Nature Communications (Nov 2023)

Brain methylome remodeling selectively regulates neuronal activity genes linking to emotional behaviors in mice exposed to maternal immune activation

  • Li Ma,
  • Feng Wang,
  • Yangping Li,
  • Jing Wang,
  • Qing Chang,
  • Yuanning Du,
  • Jotham Sadan,
  • Zhen Zhao,
  • Guoping Fan,
  • Bing Yao,
  • Jian-Fu Chen

DOI
https://doi.org/10.1038/s41467-023-43497-4
Journal volume & issue
Vol. 14, no. 1
pp. 1 – 15

Abstract

Read online

Abstract How early life experience is translated into storable epigenetic information leading to behavioral changes remains poorly understood. Here we found that Zika virus (ZIKV) induced-maternal immune activation (MIA) imparts offspring with anxiety- and depression-like behavior. By integrating bulk and single-nucleus RNA sequencing (snRNA-seq) with genome-wide 5hmC (5-hydroxymethylcytosine) profiling and 5mC (5-methylcytosine) profiling in prefrontal cortex (PFC) of ZIKV-affected male offspring mice, we revealed an overall loss of 5hmC and an increase of 5mC levels in intragenic regions, associated with transcriptional changes in neuropsychiatric disorder-related genes.

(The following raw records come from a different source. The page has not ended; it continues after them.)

PR #230, opened 2025-11-23
[Refactor] Refactors reusable modules and functions while removing redundant code.

BenkangPeng:
This PR refactors reusable modules and functions while removing redundant code.

All the reusable modules and functions are placed into `lib/util/cgra`.

### DIFF
--- a/cgra/test/arch.yaml
+++ b/cgra/test/arch.yaml
@@ -3,8 +3,8 @@ multi_cgra_defaults:
   columns: 1
 
 cgra_defaults:
-  rows: 4
-  columns: 4
+  rows: 2
+  columns: 2
   configMemSize: 8
 
 tile_defaults:


cgra/test/CgraTemplateRTL_test.py
```diff
@@ -32,6 +32,10 @@
 from ...lib.messages import *
 from ...lib.opt_type import *
 from ...lib.util.common import *
+from ...lib.cgra.Tile import Tile
```
tancheng: move the `cgra` folder into `util`?

multi_cgra/test/MeshMultiCgraTemplateRTL_test.py
tancheng: `multiCgraParam` is `None` or not? I thought we would have an `arch.yaml` for this test, no?

cgra/test/CgraTemplateRTL_test.py
BenkangPeng: OK.

multi_cgra/test/MeshMultiCgraTemplateRTL_test.py
```diff
@@ -152,7 +152,10 @@ def run_sim(test_harness, max_cycles = 200):
   test_harness.sim_tick()
 
 
-def test_mesh_multi_cgra_universal(cmdline_opts, multiCgraParam = None):
+def test_mesh_multi_cgra_universal(cmdline_opts):
```
tancheng: I think your current param looks good: https://github.com/tancheng/VectorCGRA/blob/04b45159f4b69b840d302f31e453d33381c577e9/multi_cgra/test/MeshMultiCgraTemplateRTLScale_test.py#L10

i.e.,
```
def test_mesh_multi_cgra_universal(cmdline_opts, multiCgraParam = None):

if multiCgraParam == None:
  arch_file = os.path.join(os.path.dirname(__file__), "arch.yaml")
  parser = Parser(arch_file)
  multiCgraParam = parser.parse_multi_cgra_param()
```

How does this sound?

cgra/test/CgraTemplateRTL_test.py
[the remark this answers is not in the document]
BenkangPeng: Sorry, but what does `a default yaml` mean? A default `multiCgraParam` with size of `2x2x2x2` ? Or the file `arch.yaml` is optional and we should handle the case when `arch.yaml` doesn't exist?

multi_cgra/test/MeshMultiCgraTemplateRTL_test.py
```diff
@@ -152,16 +152,18 @@ def run_sim(test_harness, max_cycles = 200):
   test_harness.sim_tick()
 
 
-def test_mesh_multi_cgra_universal(cmdline_opts):
-  arch_file = os.path.join(os.path.dirname(__file__), "arch.yaml")
-  parser = Parser(arch_file)
-  multiCgraParam = parser.parse_multi_cgra_param()
+def test_mesh_multi_cgra_universal(cmdline_opts, multiCgraParam = None):
```
tancheng: Instead of `multiCgraParam`, can we have:
```
def test_mesh_multi_cgra_universal(cmdline_opts, arch_yaml_path = "arch.yaml"):
```

I think this would be easier to use, user no need to parse the yaml before calling this func then.

cgra/test/CgraTemplateRTL_test.py
```diff
@@ -103,14 +105,22 @@ def line_trace(s):
     return s.dut.line_trace()
 
 def test_cgra_universal(cmdline_opts, paramCGRA = None):
```
tancheng:
```
def test_cgra_universal(cmdline_opts, arch_yaml_path = "arch.yaml"):
```

cgra/test/arch.yaml
```diff
@@ -0,0 +1,12 @@
...
+  rows: 1
+  columns: 1
+
+cgra_defaults:
+  rows: 4
+  columns: 4
+  configMemSize: 8
+
+tile_defaults:
+  num_registers: 128
```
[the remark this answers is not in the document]
BenkangPeng: > Why is `num_registers: 128`? It is a bit too large though still works, but i am wondering why you provide such a number?

I just see it here.

https://github.com/coredac/dataflow/blob/4f815fc86020a60aad14089b1cf0d05288a15b97/test/arch_spec/arch_spec_example.yaml#L20-L21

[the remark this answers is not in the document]
tancheng: Let's use 16 in this PR.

In contrast to their rapid initiation and inactivation in normal conditions, immediate-early genes (IEGs) remain a sustained upregulation with enriched expression in excitatory neurons, which is coupled with increased 5hmC and decreased 5mC levels of IEGs in ZIKV-affected male offspring. Thus, MIA induces maladaptive methylome remodeling in brain and selectively regulates neuronal activity gene methylation linking to emotional behavioral abnormalities in offspring.